Unger et al (2013) studied the employment of vibration to stimulate trunk movements may enhance stance and walking in adolescents with spastic cerebral palsy (STCP). A combination of 27 youngsters (6–13 years old) took part in a single-blind pre–post crossover experimental investigation. A trunk-targeted approach utilising vibratory can be advantageous in achieving accurate postures and gait in adolescents with STCP while causing any recognized bad impacts. Vibrating and particular trunk conditioning should be used in education or treatment services. Various evidences support that despite of numerous tools and relatable approaches, the primary support and benefit through therapeutic interventions is often offered to the limbs than to the trunk muscle structure or the core. The study of Butler (2018) supported that the seating intervention has helped sitting acquisition in children with spastic cerebral palsy (STCP). According to Bertoti et al (1988) and Sterba et al (2002), short term posture correction and balancing abilities have always been favoured and concerned and the use of horse-back riding as a therapeutic intervention has proven effective since long time. Unger et al (2006) reported that involvement of trunk in the therapeutic exercise programme may not have been very helpful in providing a good posture and gait overall, when compared to studies and outcomes that support programmes that focussed on lower limb strengthening. This study successfully claims that brisk walking and posture can be corrected in short-term by targeting the abdominal muscles through WBV in children with spastic cerebral palsy (STCP). This paves way and creates opportunity to facilitate the movement of muscles and to strengthen them by targeting the spasticity. This finding is confirmed positively through the recorded selected thickness of the abdominal muscles during the ability to perform sit-ups. Further evidence on the impact of resonance on force production and stiffness is required along with additional evidences and practices to support the potential effect of exercise performed on the vibrating platform.
Marquez-Chin et al (2017) in its study determined the effectiveness of adaptive electrical stimulation treatment in restoring voluntary extending and gripping following extreme hemiplegia.
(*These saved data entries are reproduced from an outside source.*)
Issue #510, opened 2016-10-14
Review compile-time constants


theoreticalbts:
- Make sure all testnet-specific code tests constant `IS_TEST_NET`
- Make sure all testnet-specific code uses `#if[n]def` or `#if defined()`
- Make sure Dockerfile explicitly specifies all "user-facing" configuration parameters
- Document "user-facing" configuration parameters

theoreticalbts:
The following compile-time constants seem to be related to the p2p code.  I don't think any of them should be regarded as "user-facing" so I won't attempt to document them:

- `DEFAULT_LOGGER`
- `ENABLE_P2P_DEBUGGING_API`
- `P2P_IN_DEDICATED_THREAD`
- `USE_PEERS_TO_DELETE_MUTEX`
- `VERBOSE_NODE_DELEGATE_LOGGING`

Does our p2p guru @emfrias have any opinion on the matter?

theoreticalbts:
The remaining options were already documented as part of #487.  That means less work for me!

I'm removing all traces of `ENABLE_CONTENT_PATCHING` from the CMakeLists, Dockerfile and docs.  It is not actually used, content patching is always enabled [1].

[1] Except when `LOW_MEMORY_NODE` is set.  Since `LOW_MEMORY_NODE` throws away comment bodies, content patching doesn't even make sense in the context of `LOW_MEMORY_NODE`.

theoreticalbts:
Closing because it was merged.

PR #512, opened 2016-10-14
Update compile-time constants

theoreticalbts:
Discussion in #510


sneak:
To verify, `ENABLE_CONTENT_PATCHING` isn't a thing anymore?

(Please also update the `Dockerfile.test` too any time the `Dockerfile` is updated. It sucks that we have to violate DRY but otherwise tests take too long.)

Issue #519, opened 2016-10-19
Allow debug_node_plugin to mine blocks without editing database


theoreticalbts:
This is some additional functionality for debug_node_plugin for use with some testnet scripts I'm developing.

theoreticalbts:
Relevant code is mostly in ea07bbe45e8ecf004a261e406e5132045534d3ae

theoreticalbts:
Closing, this PR was merged a while ago.

PR #520, opened 2016-10-19
Allow debug node to generate blocks without editing database

theoreticalbts:
PR for #519


mvandeberg:
I created an issue to take of the problem mentioned above. #526

Issue #558, opened 2016-11-07
Transparent dmca claims


roadscape:
Operators of public nodes/APIs need a transparent way to voluntarily handle DMCA claims.

All claims should be published publicly as posts on the blockchain. The format might be:

 - 'Decline Payout' enabled (`max_accepted_payout = 0.000 SBD`)
 - category: `dmca-claim`
 - `json_metadata` contains a `posts` key with an array of affected `author/permlink`s

The plugin would honor the claim only after a specific reviewer has upvoted it. So the config.ini should accept a list of 'reviewers' whose votes to watch. When offending posts are requested from the API, their content should be replaced with a link to the relevant claim.

roadscape:
![](https://github.trello.services/images/mini-trello-icon.png) [DMCA Handling](https://trello.com/c/IDtMwGcF/103-dmca-handling)

faddat:
....but is this the memory hole?

mvandeberg:
What do you mean by memory hole?

faddat:
Ever read 1984?

Jacob Gadikian
E-mail: faddat@gmail.com
SKYPE: faddat
Phone/SMS: +84 167 789 6421

abitmore:
IIRC there will be a link to the claim showing on the "removed" post. "This content is removed due to this claim."

mvandeberg:
This will not be implemented on the block chain.

PR #561, opened 2016-11-08
Implement DCMA takedown plugin #558

bytemaster:
This pull request will look in the json_metadata of comments for

```
{ "author_permlinks" : [
  ["author1","permlink1"],
  ["authro2","permlink2"]  
 ]
}
```

There is a command line argument --follow-dmca-authority which allows one or more account names to be authorized to take down content.  

If an authorized author makes (or reblogs) a post in the "dcma-takedown" category then the json_meta field will be processed.

The content of all posts specified in the "author_permlinks" field will be changed to a relative link to the takedown request.

### DIFF
--- a/libraries/plugins/follow/follow_evaluators.cpp
+++ b/libraries/plugins/follow/follow_evaluators.cpp
@@ -72,7 +72,10 @@ void reblog_evaluator::do_apply( const reblog_operation& o )
    {
       auto& db = _plugin->database();
       const auto& c = db.get_comment( o.author, o.permlink );
+
       FC_ASSERT( c.parent_author.size() == 0, "Only top level posts can be reblogged" );
+
+      _plugin->takedown( c );
 
       const auto& reblog_account = db.get_account( o.account );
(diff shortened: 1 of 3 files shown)


faddat:
Can you share with us weather steemit has recieved such takedown notices?  

And furtherwhat effect this has on the chain itself?  Walking backwards through the chain, will the original commits remain or is this "the memory hole"?

mvandeberg:
This is a non-consesus plugin that would allow a node to choose not to serve certain content. The data still exists on the blockchain, but will prevent it from being returned from any API call.

faddat:
Huh.

I understand.  :(

Still, better than one of our witnesses suffering legal issues.

mvandeberg:
This will only effect nodes that choose to run the plugin and have the correct configuration.

abitmore:
@faddat see https://github.com/steemit/steemit.com/issues/525

theoreticalbts:
Does not pass review, please fix typo DCMA -> DMCA wherever it occurs.

mvandeberg:
We are not adding more plugins to steemd at this time.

This study was based on randomised controlled trial samples including 21 individuals from the Toronto Rehabilitation Institute-University Health Network who suffered with severe hemiplegia of the upper limb. The participants involved were offered with occupational therapy assistance to improve the functioning of hand, shoulder, wrist and elbow. Hemiplegia hinders and also disables daily functioning in individuals. This study evidentially and strongly support that advanced functional electrical stimulation (FES) treatment proves to be a substantial intervention technique for the rehabilitation of upper limb. This study is also suggestive of the element that functional electrical stimulation (FES) treatment when coupled with other interventions from occupational therapy sector can produce major far-reaching outcomes. It successfully demonstrates that functional electrical stimulation is harmless, without any invasive properties as well without nay side-effects. This therapy shifts the patients’ marginal interdependency into complete non-dependent functioning individual. This provides better community participation and a sense of self-worth and confidence in the social world. The research by Craven, Hadi and Popvic (2015) is highly supportive of the functional electrical stimulation as an intervention in the occupational therapy system to promote the functionality advancement of the upper limp in individuals with strokes and hemiplegic conditions. Similarly, the research and study by Soderback (2015) based on individuals who suffered with stroke before the hemiplegic condition, identifies this therapy as an innovative approach to address therapeutically the hemiplegia and post-stroke physical condition in the setting of occupational therapy.
Theme 2- the effectiveness of occupational therapy for children with cerebral palsy in relation to cognitive development.
Saito et al (2021) compared the occupational therapy goals of the occupational therapists and their clients. To determine the aim, a sample of 100 patients and 79 occupational therapists were enrolled from 7 Japanese minor rehabilitation wards. The goals were based on the improvements of the participants in engaging themselves in various daily life activities and tasks and body functions. The occupational therapy provides a person-centred approach to effectively engage the patient and bring out the best outcomes. These approaches are often hindered due to minimal efforts from the patients or due to dominant behaviours of health professionals. This study highlights that the participation goal is more frequently achieved than the goals for similar body function or other activity. Even though most OTs as well as their patients believed they were main objective collaboratively, only 21% of documented objectives matched across OTs and patients. Anaby et al (2017) showed in its study that, the goals that matched were more based on the communication skills such as more towards the cognitive functioning- reading ability, semantic system function or focusing abilities and functions. This study indicates that it is difficult to maintain and perform activities on similar goals as per the requirements of the patients and therefore it would be worthwhile to look at if there is a link in between substance of objectives, patient involvement in strategic planning, the amount of goal alignment, and the health achievements made by patients when they leave treatment programs.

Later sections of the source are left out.